++++ Data for this exercise ++++

PR #1594, opened 2025-11-17
dev: add tiltfile for local development

fmuyassarov:
This is initial version which is expected to iterate over to have more customization points such as, disabling auto update or continuing on top of metal3-dev-env prepared environment. Right now, it doesn't have and dependency nor connection to the way that metal3-dev-env prepares the dev environment but I plan to make it easier to integrate it in case developers want to continue modifying and testing their metal3 controllers on the environment prepared by metal3-dev-env (optionally).

### DIFF
--- a/Tiltfile
+++ b/Tiltfile
@@ -1,0 +1,298 @@
+# -*- mode: Python -*-
+# External Tilt extensions we depend on
+load('ext://git_resource', 'git_resource', 'git_checkout')
+load('ext://color', 'color')
+load('ext://cert_manager', 'deploy_cert_manager')
+
+# Custom flag for tilt down
+config.define_bool("prune")
+cfg = config.parse()
+
+allow_k8s_contexts('kubernetes-admin@kubernetes')
+# Anonymous, ephemeral image registry
+default_registry('ttl.sh')
+
+# ==============================================================================
+# Vars
+# ==============================================================================
+# versions
+CAPI_VERSION = os.getenv('CAPI_VERSION', 'v1.11.3')
+CERT_MANAGER_VERSION = os.getenv('CERT_MANAGER_VERSION', 'v1.19.1')
+
+# capi core providers
+CAPI_BOOTSTRAP_PROVIDER = os.getenv('CAPI_BOOTSTRAP_PROVIDER', 'kubeadm')
+CAPI_CONTROLPLANE_PROVIDER = os.getenv('CAPI_CONTROLPLANE_PROVIDER', 'kubeadm')
+CAPI_CORE_PROVIDER = os.getenv('CAPI_CORE_PROVIDER', 'cluster-api')
+
+capi_components_url = 'https://github.com/kubernetes-sigs/cluster-api/releases/download/{}/cluster-api-components.yaml'.format(CAPI_VERSION)
+local_dev_dir = os.getenv('LOCAL_DEV_DIR', './local-dev')
+
+bmo = 'baremetal-operator'
+capm3 = 'cluster-api-provider-metal3'
+ipam = 'ip-address-manager'
+irso = 'ironic-standalone-operator'
+bmo_kustomize_dir = '{}/{}/config/'.format(local_dev_dir, bmo)
+capm3_kustomize_dir = '{}/{}/config/default'.format(local_dev_dir, capm3)
+ipam_kustomize_dir = '{}/{}/config/default'.format(local_dev_dir, ipam)
+irso_kustomize_dir = '{}/{}/config/default'.format(local_dev_dir, irso)
+
+# ==============================================================================
+# Helper Functions
+# ==============================================================================
+def check_tools(tools):
+    for name in tools:
+        if str(local("%s version 2>/dev/null || true" % name, quiet=True, echo_off=True)) == "":
+            fail("%s not found in PATH" % name)
+        print_success("%s OK" % name)
+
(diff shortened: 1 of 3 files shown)


tuminoid (commented):
Default images run as non-root and with other security hardenings, which should prevent Tilt from updating the manager binaries when they change. I don't see that patched here, is it now handled differently? Ref: https://github.com/metal3-io/cluster-api-provider-metal3/blob/11189599fd7b84280e8c1ce0f56d44154cb86d80/Tiltfile#L4

tuminoid:
> > > > > > Default images run as non-root and with other security hardenings, which should prevent Tilt from updating the manager binaries when they change. I don't see that patched here, is it now handled differently? Ref: https://github.com/metal3-io/cluster-api-provider-metal3/blob/11189599fd7b84280e8c1ce0f56d44154cb86d80/Tiltfile#L4
> > > > > 
> > > > > 
> > > > > I'm not sure I understand what you mean, can you elaborate ? Have you tested this? I didn't have any issues with live update across all repos.
> > > > 
> > > > 
> > > > No, I did not test this, just noticed its different on this part. If you check the line referenced, it calls remove_sec_ctx.py which removes the securityContext from the yaml, to allow Tilt to update the manager binary on the running containers. It could be Tilt has been updated to workaround this then? Or is it deployed some other more permissive way?
> > > 
> > > 
> > > Not sure to be honest. I'm trying to understand why would Tilt not be able to deploy k8s objects if they have some `securityContext` settings.
> > 
> > 
> > SecurityContext might have `readOnlyRoot: true` or `user: nobody` and the manager binary is root owned etc.
> 
> As discussed offline, let's leave this kind of build process optimization for later as follow up.

And just for completeness sake, this is not an issue in the current form of PR as it does full container rebuild instead of binary replacement.

This support needs to be brought back later as it is making development cycle faster by avoiding full redeployment. We also have some other custom parts (like BMH creation button) that need to back added later.

Tiltfile
```diff
@@ -0,0 +1,298 @@
...
+allow_k8s_contexts('kubernetes-admin@kubernetes')
+# Anonymous, ephemeral image registry
+default_registry('ttl.sh')
+
+# ==============================================================================
+# Vars
+# ==============================================================================
+# versions
+CAPI_VERSION = os.getenv('CAPI_VERSION', 'v1.11.3')
+CERT_MANAGER_VERSION = os.getenv('CERT_MANAGER_VERSION', 'v1.3.1')
```
lentzi90: Is this a typo? It is very old!

```suggestion
CERT_MANAGER_VERSION = os.getenv('CERT_MANAGER_VERSION', 'v1.19.1')
```

Tiltfile.md
```diff
@@ -0,0 +1,123 @@
...
+```
+
+This will remove all deployed resources AND delete the `./local-dev`
+directory with cloned repositories.
+
+## Customization
+
+Customize deployment parameters using environment variables:
+
+### Repository Sources
```
lentzi90, line 73: Why do we want this? I would expect to have all relevant repositories already locally, and perhaps dirty repos with changes I want to test. Having to push first so that I can run this seems counter intuitive to me. Could we have paths to the repos instead?

Tiltfile.md
```diff
@@ -0,0 +1,123 @@
...
+
+```bash
+# Choose ONE of the following formats:
+
+# Format 1: Repository name only (falls back to default org - Nordix)
```
lentzi90: We should use the upstream I think.

```suggestion
# Format 1: Repository name only (falls back to default org - metal3-io)
```

fmuyassarov: I used Nordix since we always submit patches from Nordix. But considering the fact that it is not only us who may use the Tilt (though I expect it will be only us) it makes sense to default to metal3-io. I was just trying to minimize required exports before running tilt up. I will convert it to metal3.-io.

Tiltfile.md
fmuyassarov: I've already added a variable `LOCAL_DEV_DIR` that stores local copies of Metal3 projects. If you specify certain directory for `LOCAL_DEV_DIR` then Tilt logic will check if the Metal3 projects are there and clone them only if they don't exits on the given path.

lentzi90: Ok that sounds good :+1:

Tiltfile.md
```diff
@@ -0,0 +1,123 @@
...
+
+```bash
+tilt up
+```
+
+This will:
+
+- Check that all required tools are installed
+- Clone repositories to `./local-dev` (only if they don't exist)
+- Deploy cert-manager (by default v1.3.1)
```
lentzi90:
```suggestion
- Deploy cert-manager (by default v1.19.1)
```

Tiltfile.md
lentzi90: Code is now using metal3-io but this document still has Nordix

lentzi90:
Ah the Nordix comment still shows as resolved. Commenting here for visibility.

The Tiltfile now uses metal3-io but the doc still has Nordix in one place.

Tiltfile.md
fmuyassarov: thanks for the catch. Fixed, it

adilGhaffarDev:
/override metal3-centos-e2e-integration-test-release-1-11 metal3-dev-env-integration-test-ubuntu-main

PR #1595, opened 2025-11-19
virtbmc: valid SubjectAltName for TLS on sushy-tools

dtantsur:
This change allows potentially enabling proper TLS validation, now that
Ironic supports it.

### DIFF
--- a/vm-setup/roles/virtbmc/tasks/setup_tasks.yml
+++ b/vm-setup/roles/virtbmc/tasks/setup_tasks.yml
@@ -103,9 +103,18 @@
   community.crypto.openssl_privatekey:
     path: "{{ working_dir }}/virtualbmc/sushy-tools/key.pem"
 
+- name: Create CSR for redfish TLS
+  community.crypto.openssl_csr_pipe:
+    privatekey_path: "{{ working_dir }}/virtualbmc/sushy-tools/key.pem"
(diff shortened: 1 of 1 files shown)


vm-setup/roles/virtbmc/tasks/setup_tasks.yml
```diff
@@ -103,9 +103,18 @@
   community.crypto.openssl_privatekey:
     path: "{{ working_dir }}/virtualbmc/sushy-tools/key.pem"
 
+- name: Create CSR for redfish TLS
+  community.crypto.openssl_csr_pipe:
+    privatekey_path: "{{ working_dir }}/virtualbmc/sushy-tools/key.pem"
+    common_name: metal3.io
```
lentzi90, line 109: Do we need the common name? I have been recommended to avoid it if possible and just use SAN.

dtantsur: I know that at least some tools freak out if they don't find a common name.

tuminoid: CommonName is deprecated and used only as fallback if SAN is missing, and currently for example browsers must reject it if it only has CN and no SANs. Having them both is fine for now.

PR #1598, opened 2025-11-28
pin ovmf for ubuntu24.04 to fix regression

Rozzii:
After the most recent ovmf ubuntu package upgrade, the UEFI jobs started failing as the vms never attempt network boot. As a workaround we pin the ovmf pkg to the precedent working version.

### DIFF
--- a/vm-setup/roles/packages_installation/tasks/ubuntu_required_packages.yml
+++ b/vm-setup/roles/packages_installation/tasks/ubuntu_required_packages.yml
@@ -1,17 +1,23 @@
 ---
 - name: Install required Ubuntu packages
   block:
-    - name: Update all packages to their latest version
+    - name: Enable Ubuntu noble-proposed repository
+      apt_repository:
+        repo: "deb http://archive.ubuntu.com/ubuntu/ noble-proposed main"
+        state: present
+        update_cache: yes
+
+    - name: Make sure required distro packages are present
       apt:
         name: "*"
-        state: latest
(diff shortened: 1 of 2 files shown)


vm-setup/roles/packages_installation/tasks/ubuntu_required_packages.yml
```diff
@@ -6,12 +6,20 @@
         name: "*"
         state: latest
 
+    - name: "Pin OVMF to specific version on Ubuntu Noble"
+       apt:
+         name: "ovmf=2024.02-2ubuntu0.5"
```
tuminoid:
```suggestion
         name: "ovmf=2024.02-2ubuntu0.6"
```

Rozzii: The regression comes from 0.6

tuminoid: Oh yes, we don't want the new one :)

tuminoid:
> @Rozzii thinking about it, if ovmf is already present it gets updated to latest, then we ask for a downgrade but I don't think it will work can you confirm that this is actually WAI ? I can't see the jenkins logs anywhere

Log collector explodes with current Ubuntu image. The image somehow gets corrupted once in a while and it starts happening.

That said, I think better strategy would be to install right version at image build and then hold it to prevent it to get updated.

PR #1599, opened 2025-12-02
change golang download url to official url + bump 1.24.10

tuminoid:
Storage bucket is not allowing anonymous access, and official dl urls are expected to be used. Bump to 1.24.10 while at it.


tuminoid:
/override metal3-dev-env-integration-test-ubuntu-main
unrelated dead worker, go 1.24.10 was installed fine.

++++

> [About this task]:
Could you set down, word for word, only the lines above from the line with "--- a/Tiltfile" to the line with "version 2>/dev/null ||", including both?

> [Solved exercise]:
--- a/Tiltfile
+++ b/Tiltfile
@@ -1,0 +1,298 @@
+# -*- mode: Python -*-
+# External Tilt extensions we depend on
+load('ext://git_resource', 'git_resource', 'git_checkout')
+load('ext://color', 'color')
+load('ext://cert_manager', 'deploy_cert_manager')
+
+# Custom flag for tilt down
+config.define_bool("prune")
+cfg = config.parse()
+
+allow_k8s_contexts('kubernetes-admin@kubernetes')
+# Anonymous, ephemeral image registry
+default_registry('ttl.sh')
+
+# ==============================================================================
+# Vars
+# ==============================================================================
+# versions
+CAPI_VERSION = os.getenv('CAPI_VERSION', 'v1.11.3')
+CERT_MANAGER_VERSION = os.getenv('CERT_MANAGER_VERSION', 'v1.19.1')
+
+# capi core providers
+CAPI_BOOTSTRAP_PROVIDER = os.getenv('CAPI_BOOTSTRAP_PROVIDER', 'kubeadm')
+CAPI_CONTROLPLANE_PROVIDER = os.getenv('CAPI_CONTROLPLANE_PROVIDER', 'kubeadm')
+CAPI_CORE_PROVIDER = os.getenv('CAPI_CORE_PROVIDER', 'cluster-api')
+
+capi_components_url = 'https://github.com/kubernetes-sigs/cluster-api/releases/download/{}/cluster-api-components.yaml'.format(CAPI_VERSION)
+local_dev_dir = os.getenv('LOCAL_DEV_DIR', './local-dev')
+
+bmo = 'baremetal-operator'
+capm3 = 'cluster-api-provider-metal3'
+ipam = 'ip-address-manager'
+irso = 'ironic-standalone-operator'
+bmo_kustomize_dir = '{}/{}/config/'.format(local_dev_dir, bmo)
+capm3_kustomize_dir = '{}/{}/config/default'.format(local_dev_dir, capm3)
+ipam_kustomize_dir = '{}/{}/config/default'.format(local_dev_dir, ipam)
+irso_kustomize_dir = '{}/{}/config/default'.format(local_dev_dir, irso)
+
+# ==============================================================================
+# Helper Functions
+# ==============================================================================
+def check_tools(tools):
+    for name in tools:
+        if str(local("%s version 2>/dev/null || true" % name, quiet=True, echo_off=True)) == "":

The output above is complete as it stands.